When it was finished, and the trusty man told it exactly and well and he ended as Wang the Tiger had told him to end, saying,

“Your brother and my general says we are not to be hasty and say he has climbed his mountain because this is but his first step and he holds but a small county seat and he dreams of provinces.”

Then Wang the Second drew his breath in a little and he asked,

“But do you think he is sure enough so that I can safely risk my own silver on him?”

Then the trusty man answered, “Your brother is a very clever man and many a man would have been content to settle into the robbers’ lair and maraud the region and so rise somewhat high. But your brother is too wise for that, knowing that a robber must turn respectable before he can be a king, and so he has the power of state behind him.
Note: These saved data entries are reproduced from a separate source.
PR #856, opened 2017-09-01
Use MCS for text extracts in summary

Pchelolo:
UNTESTED! DO NOT MERGE!
Since MCS is not deployed yet.

cc @wikimedia/services @berndsi @jdlrobson

### DIFF
--- a/v1/summary.yaml
+++ b/v1/summary.yaml
@@ -109,14 +109,15 @@ paths:
               body: '{{storage.body}}'
 
         # Storage miss. Call the Action API to get the textextract.
-        - extract:
+        - get_extracts:
+            request: get
+            uri: '{{options.host}}/{domain}/v1/page/preview-html/{title}'
+          get_properties:
             request:
               method: post
               uri: /{domain}/sys/action/query
               body:
-                prop: 'info|extracts|pageimages|revisions|pageterms|coordinates'
-                exsentences: 5
-                exintro: true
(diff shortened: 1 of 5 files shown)


v1/summary.yaml
```diff
@@ -109,39 +109,43 @@ paths:
...
-                lang: '{{extract.body.items[0].pagelanguagehtmlcode}}'
-                dir: '{{extract.body.items[0].pagelanguagedir}}'
-                timestamp: '{{getRevision(extract.body.items[0].revisions).timestamp}}'
-                description: '{{extractDescription(extract.body.items[0].terms)}}'
-                coordinates: '{{processCoords(extract.body.items[0].coordinates)}}'
+                title: '{{get_properties.body.items[0].title}}'
+                displaytitle: '{{get_properties.body.items[0].displaytitle}}'
+                pageid: '{{get_properties.body.items[0].pageid}}'
+                extract: '{{get_extracts.body.extract}}'
+                extract_html: '{{get_extracts.body.extract_html}}'
```
berndsi: The `get_extract` response also has a `type` property. I think we'd want to expose this one as well. At least for the new version.

berndsi: @jdlrobson also added a new `revision` property. Not sure about that one since it could also be retrieved from the etag but probably doesn't hurt.

Pchelolo: Done Done

PR #858, opened 2017-09-06
Separate mobileapps switch to the new bucket

Pchelolo:
cc @wikimedia/services

### DIFF
--- a/projects/wmf_default.yaml
+++ b/projects/wmf_default.yaml
@@ -119,22 +119,6 @@ paths:
                 - path: sys/table.js
                   options:
                     conf: '{{options.table_ng}}'
-            /parsoid_bucket:
-              x-modules:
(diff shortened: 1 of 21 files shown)


projects/wmf_default.yaml
```diff
@@ -114,6 +114,27 @@ paths:
...
+            /table3: &sys_table_ng
+              x-modules:
+                - path: sys/table.js
+                  options:
+                    conf: '{{options.table_ng}}'
+            /parsoid_bucket:
+              x-modules:
+                - path: sys/multi_content_bucket.js
+                  options:
+                    time_to_live: '{{default(options.parsoid.time_to_live, 84600)}}'
```
gwicke: [minor, also below]: One day is 86400 seconds.

gwicke:
LGTM, but I did not review the bucket code in detail.

PR #862, opened 2017-09-12
Respect the table prefix for timelines

Pchelolo:
We shouldn't share the timelines between use-cases, so need to respect the table prefix there.

cc @wikimedia/services

### DIFF
--- a/sys/multi_content_bucket.js
+++ b/sys/multi_content_bucket.js
@@ -168,9 +168,9 @@ class MultiContentBucket {
         }))
         .concat([
             {
-                uri: new URI([rp.domain, 'sys', 'table3', 'revision-timeline']),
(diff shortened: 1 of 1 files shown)


eevans:
If Travis is good, so am I; LGTM

Pchelolo:
We shouldn't merge/deploy it yet until we finish testing in dev cluster as this will rename the timeline tables and potentially break everything.

gwicke:
Travis is now happy as well.

d00rman:
> We shouldn't merge/deploy it yet until we finish testing in dev cluster as this will rename the timeline tables and potentially break everything.

Well, not really. If the data is absent from the timeline table (which would be the case after deploying this, as they would be empty), older revisions/renders won't get deleted until a new one comes along.

d00rman:
Merging as we need this before putting it out into prod

PR #863, opened 2017-09-13
Flagged revision handling

d00rman:
This PR adds support for handling flagged revisions in RESTBase. The logic is as follows. First, we check whether the *FlaggedRevs* extension is enabled on the target project. If that is not the case **or the client provided a revision**, the regular code path is followed. If the extension is installed, then we launch two requests in parallel: the regular one and a call to the MW API to check for flagged revisions for the given title. If there is a flagged revision for the title and its stable revision ID matches that of the returned content, return the content, otherwise issue another request for the stable revision.

Bug: [T169116](https://phabricator.wikimedia.org/T169116)

### DIFF
--- a/lib/flagged_revs_filter.js
+++ b/lib/flagged_revs_filter.js
@@ -1,0 +1,53 @@
+'use strict';
+
+
+const P = require('bluebird');
+const URI = require('hyperswitch').URI;
+const mwUtil = require('./mwUtil');
+
+
+module.exports = (hyper, req, next, options, specInfo) => {
+
+    const rp = req.params;
+
+    if (mwUtil.isNoCacheRequest(req) || rp.revision || rp.revision === 0) {
+        // this is an update request or the client
+        // provided a revision, so skip the check entirely
+        return next(hyper, req);
+    }
+
+    return mwUtil.getSiteInfo(hyper, req).then((siteinfo) => {
+        if (!siteinfo.extensions['Flagged Revisions']) {
+            // the project does not have the FlaggedRevs extension
+            // enabled so proceed as normal
+            return next(hyper, req);
+        }
+        const queryReq = {
+            uri: new URI([rp.domain, 'sys', 'action', 'query']),
+            method: 'post',
+            body: {
+                prop: 'flagged',
+                titles: rp.title,
+                formatversion: 2
+            }
+        };
+        return P.props({
+            content: next(hyper, req),
+            revinfo: hyper.post(queryReq).catch((e) => { return null; })
+        }).then((res) => {
+            const content = res.content;
+            const retrev = mwUtil.parseETag(content.headers.etag).rev;
+            const revinfo = res.revinfo && res.revinfo.body.items[0];
+            if (!revinfo || !revinfo.flagged || revinfo.flagged.stable_revid === retrev) {
+                // the page has no flagged revisions, or the client is
+                // fetching a stable revision, so it's safe to return it
+                return content;
+            }
+            // the client is not looking for a specific revision
+            // so redo the request with the stable revision
+            req.params.revision = revinfo.flagged.stable_revid;
+            return next(hyper, req);
+        });
+    });
+
+};
--- a/lib/flagged_revs_filter.js
+++ b/lib/flagged_revs_filter.js
@@ -46,7 +46,8 @@ module.exports = (hyper, req, next, options, specInfo) => {
             // the client is not looking for a specific revision
             // so redo the request with the stable revision
             req.params.revision = revinfo.flagged.stable_revid;
-            return next(hyper, req);
+            req.uri = new URI(`${req.uri.toString()}/${revinfo.flagged.stable_revid}`);
+            return hyper.request(req);
         });
     });
 
--- a/sys/parsoid.js
+++ b/sys/parsoid.js
@@ -198,7 +198,7 @@ class ParsoidService {
             getPageBundle: this.pagebundle.bind(this),
             // Revision retrieval per format
             getWikitext: this.getFormat.bind(this, 'wikitext'),
-            getHtml: this.getHtml.bind(this),
+            getHtml: this.getFormat.bind(this, 'html'),
             getDataParsoid: this.getFormat.bind(this, 'data-parsoid'),
             // Listings
             listWikitextRevisions: this.listRevisions.bind(this, 'wikitext'),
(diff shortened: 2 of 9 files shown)


sys/parsoid.js
```diff
@@ -455,6 +455,67 @@ class ParsoidService {
...
+                if (!rp.revision) {
+                    // the client is looking for the latest revision, so
+                    // redo the request with the stable revision
+                    req.params.revision = revinfo.flagged.stable_revid;
+                    return this.getFormat('html', hyper, req);
+                }
+                // the client supplied a revision, but that one is
+                // flagged, so bail out
+                // XXX: this is a problematic case, we need to find
+                // a solution for this
```
berndsi: This sounds like a flagged revision is a bad thing. While I'm sure my understanding of flagged revisions is not complete, I have a different understanding of flagged revisions. If a revision is flagged it's marked as good/reviewed, even when just DeferredChanges is enabled, AFAICS.

Example: http://deferred-changes.wmflabs.org/wiki/Special:ApiSandbox#action=query&format=json&prop=flagged&meta=&titles=Test_passive_deferred
returns `"stable_revid": 19`

http://deferred-changes.wmflabs.org/w/index.php?title=Test_passive_deferred&action=history
has two changes:
* rev 19: reviewed as good/flagged
* rev 20: unreviewed/not flagged

gwicke: Yeah, expected behavior for the explicit revision request should be to just return the content, as before. This ensures that these revisions can still be edited, among other things.

Pchelolo:
I see 2 issues with this patch:
- It doesn't really address all the other types of the content - you can still get the unapproved mobile content, summary etc. I think we should make this a filter.
- The VE issue is a BIG one, this practically makes VE completely unusable on wikis with flagged revisions enabled. I think if we have to sacrifice something - let's sacrifice crawlers, not VE.

gwicke:
> The VE issue is a BIG one, this practically makes VE completely unusable on wikis with flagged revisions enabled. I think if we have to sacrifice something - let's sacrifice crawlers, not VE.

Agreed. Lets implement the behavior discussed in https://phabricator.wikimedia.org/T169116 ?

sys/parsoid.js
```diff
@@ -455,6 +455,67 @@ class ParsoidService {
...
+            }
+            return P.props({
+                html: this.getFormat('html', hyper, req),
+                revinfo: hyper.post(queryReq)
+            }).then((res) => {
+                const html = res.html;
+                const retrev = mwUtil.parseETag(html.headers.etag).rev;
+                const revinfo = res.revinfo.body.items[0];
+                if (!revinfo.flagged || revinfo.flagged.stable_revid === retrev) {
+                    // the revision is not flagged, or the client is
```
tgr: // the page has no flagged revision...

would be a more accurate way to put it.

sys/parsoid.js
```diff
@@ -455,6 +455,67 @@ class ParsoidService {
...
+                    // fetching a stable revision, so it's safe to return it
+                    return html;
+                }
+                if (!rp.revision) {
+                    // the client is looking for the latest revision, so
```
tgr: // the client is not looking for a specific revision of the article...

might be clearer; when the client is actually looking for the latest revision, they will end up in the HTTPError branch.

sys/parsoid.js
```diff
@@ -455,6 +455,67 @@ class ParsoidService {
...
+                    // redo the request with the stable revision
+                    req.params.revision = revinfo.flagged.stable_revid;
+                    return this.getFormat('html', hyper, req);
+                }
+                // the client supplied a revision, but that one is
```
tgr: // the client supplied a revision, but a different revision is flagged...

sys/parsoid.js
tgr: Sounds like the real problem is that something else links to the latest revision instead of the non-revision-specific URL. That cannot be fixed here, and just returning the last revision when asked to do so will not make anything worse (crawlers getting the last revision instead of the stable one via RESTBase is already the status quo, right?).

tgr:
Note that patrolling and flagging are two different things; a wiki can have both (e.g. enwiki). Patrolling should be ignored completely when selecting which revision is shown.

Depending on stability configuration, the flagged version might not be the one that gets displayed by MediaWiki. This configuration can be changed per-page by administrators. Here is an example: [history](https://de.wikipedia.beta.wmflabs.org/w/index.php?title=FRtest&action=history), [API](https://de.wikipedia.beta.wmflabs.org/wiki/Spezial:ApiSandbox#action=query&format=json&prop=revisions%7Cflagged&titles=FRtest&rvprop=ids%7Cflags%7Cuser%7Cflagged&rvlimit=5), [config page](https://de.wikipedia.beta.wmflabs.org/w/index.php?title=Special:Stabilization&page=FRtest). The flagged revision is 20657 but anons will see the current revision 20661.
This is an edge case so it might make sense to not deal with it but if that's the case it should be stated explicitly.

Note also that this configuration is handled internally as a page protection so it can have an expiration time (again see the example). If RESTBase does take the stability configuration into account, the cache expiration time should probably be shortened accordingly.

sys/parsoid.js
berndsi: I was mostly looking at the comments. Once they get updated with something like @tgr's proposals then most parts start making more sense to me.

Pchelolo:
Needs a rebase to make travis pass

d00rman:
> Needs a rebase to make travis pass

A lot of other refactoring too :)

d00rman:
> Depending on stability configuration, the flagged version might not be the one that gets displayed by MediaWiki. This configuration can be changed per-page by administrators. Here is an example: history, API, config page. The flagged revision is 20657 but anons will see the current revision 20661.
> This is an edge case so it might make sense to not deal with it but if that's the case it should be stated explicitly.

Ok, you have really confused me with this example. I was under the impression that `stable_rev` tells me which revision should be returned/displayed but this does not seem to be the case. Furthermore, the API response makes no other hint at that fact. Since we are here just working on an intermediary solution, would returning the revision `stable_rev` points at work?

> 
> Note also that this configuration is handled internally as a page protection so it can have an expiration time (again see the example). If RESTBase does take the stability configuration into account, the cache expiration time should probably be shortened accordingly.

This is a good tip that we will definitely keep in mind when building the real solution to this. This is not a problem for now, because we will consult the MW API on each request.

On that note, we will move forward with the plan of honouring flagged revs only for revision-less requests as a first iteration, so as not to break VE at this time.

tgr:
> Ok, you have really confused me with this example. I was under the impression that stable_rev tells me which revision should be returned/displayed but this does not seem to be the case.

Yeah, FlaggedRevs is probably the most confusing piece of software in Wikmedia production (although, is that's any consolation, it used to be far worse - a lot of configuration options were removed because no one used them). stable_rev actually tells you which is the last revision that was marked as meeting for the community's standards for review; whether the stable revision or the latest one is displayed to anons is configurable (both per-wiki and per-page).

> Furthermore, the API response makes no other hint at that fact.

You can call `prop=flagged` which will return with something like `"protection_level": ""`. I don't think there is a way to check through the API what the site-wide default is, but I doubt there is any wiki which does not default to showing the stable revision to anons.

> Since we are here just working on an intermediary solution, would returning the revision stable_rev points at work?

Yeah, typically there are very few pages with non-default display settings (you can check via `Special:ConfiguredPages`; right now there are [two on dewiki](https://de.wikipedia.org/wiki/Spezial:Konfigurierte_Seiten) and [twentyish on fiwki](https://fi.wikipedia.org/wiki/Toiminnot:ConfiguredPages) for example, so I doubt anyone cares when those settings are ignored. But it would be nice to have a pointer in the source code that that's happening.

d00rman:
I reformatted the code into a filter that is applied to all of the relevant pieces of content (`html`, `mobile-sections*`, `pdf`). This version of the filter is applied only to requests for the latest content of a title.

lib/flagged_revs_filter.js
```diff
@@ -0,0 +1,53 @@
...
+const P = require('bluebird');
+const URI = require('hyperswitch').URI;
+const mwUtil = require('./mwUtil');
+
+
+module.exports = (hyper, req, next, options, specInfo) => {
+
+    const rp = req.params;
+
+    if (mwUtil.isNoCacheRequest(req) || rp.revision || rp.revision === 0) {
```
Pchelolo: What's up with a zero? Is it possible to have a 0 revision number?

Pchelolo:
Also it would be neat to add some tests, but that might be too hard to create stable tests for this. In case it is, never mind

lib/flagged_revs_filter.js
d00rman: `0` is used for stashing, and since it's false-y, it needs special treatment here.

Pchelolo: In stashing code we `'0'` is added afterwards inside the parsed module. https://github.com/wikimedia/restbase/blob/master/sys/parsoid.js#L769

So at this level 0 shouldn't be tolerated.

d00rman: This check will not be exercised as we don't apply the filter on POSTs nor on requests containing a revision inside the spec, but it's future-proof. AFAIK, once we add the revision `0`, that is picked up by VE and used on subsequent requests, so I'd prefer to keep it there. Invalid or bogus revision handling should be left to the Parsoid module either way, we should just ensure that the filter does the right thing.

Pchelolo: I was nit picking :) Agreed. It doesn't hurt to have the check.

Pchelolo:
+1 from me, but not merging since we need to establish a release plan. Given that we're experimenting with the new storage on mobile introducing even more change simultaneously sounds like a bad idea. I propose to have this change sit around until the next Monday - if all goes good we completely switch mobile to the new storage on Wednesday and that gives us a nice window to verify the new storage before introducing yet another change. Thoughts?

d00rman:
Fixed a bug and added some tests. I agree with not moving forward on this until Monday.

gwicke:
I really like how this turned out. Great work, @d00rman!

test/features/pagecontent/pagecontent.js
```diff
@@ -342,6 +343,28 @@ describe('page content access', function() {
...
+        });
+    });
+
+    it('should return the stable revision for flagged titles', function() {
+        return preq.get({
+            uri: server.config.deLabsBucketURL + '/html/FRtest'
+        }).then(function(res) {
+            const retRev = mwUtil.parseETag(res.headers.etag).rev;
+            assert.deepEqual(res.status, 200);
+            assert.deepEqual(retRev, 20657);
```
Pchelolo: Em why is the stable the same as the latest? Are we actually testing anything here? If they're the same the tests will pass even without the flagged rev filter.

d00rman: This tests asserts `deepEqual()`, the other does `notDeepEqual()` ;)

Pchelolo: Oh indeed. My bad, sorry.

PR #865, opened 2017-09-20
Summary: Fix: Switch to HTTPS for the `original` field as well

d00rman:
Bug: [T176263](https://phabricator.wikimedia.org/T176263)


Pchelolo:
Hm it's really weird - for some reason travis tests with Cassandra 3 hangs because Cassandra doesn't start. I remember we've had a same problem as we've just introduced testing against Cassandra 3, but I thought I've fixed it with #834 by decreasing the heap sizes. Perhaps travis changed something?

PR #869, opened 2017-09-20
Make sure schema changes are applied sequentially

gwicke:
Cassandra does not support concurrent schema changes. For this reason,
we have been very careful to apply all schema changes sequentially:

- Start one RB instance at a time in a deploy.
- Start one worker at a time in service-runner.
- Create one cf/keyspace at a time in the storage backend, and wait for
schema agreement.

However, multi_content_bucket introduced a regression by using .map() to
apply several schema changes in parallel. This did not work very well
with Cassandra.

This patch replaces .map() with .each(), returning to sequential
execution.


gwicke:
Travis sadly has trouble starting Cassandra.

Yes, although it is only a small magistrate’s seat, still it is the state and he is a state’s general, and when he goes out to fight with other lords of war and when he finds a cause of quarrel with someone as he will when the spring comes, then he can go out as one with authority and not as rebel.”

Such caution as this pleased Wang the Second very much, and so he said with more than usual heartiness, the hour being near to noon,

“Come out and eat and drink with us, if you will bear our common meal,” and he took the man with him and set him at their family table.

Then when Wang the Second’s wife saw the trusty man she cried a greeting to him in her hearty way and she said,

“What news of my little pocked son?”

The trusty man rose to his feet then and answered that her son was very well and he did well and the general was minded to raise him up, doubtless, for he kept him always about his person. But before he could say a word, the woman shouted that he was to sit and not stand in courtesy. So when he had sat down again he thought to tell them about how the lad had gone to the robbers’ lair and how tricky he was and how neatly he had done what he had to do. But he stopped himself, because he knew that women are so strange and their tempers are uncertain, and mothers are the strangest of all, for they see fears and harms about their children where there are no such things. He contented himself with silence, therefore, when he had said enough to please her.

In a few minutes she had forgotten all she asked, for she was busy about many things, and she bustled here and there fetching bowls and setting them out on the table, and she held a babe at her breast as she worked. The child suckled tranquilly, while with her free arm she was zealous in dipping out food to the guest and to her husband and to the clamoring, hungry children who did not eat at the table, but stood at the door or on the street with their bowls and chopsticks, and when their bowls were empty they came running in for fresh rice and vegetables and meats.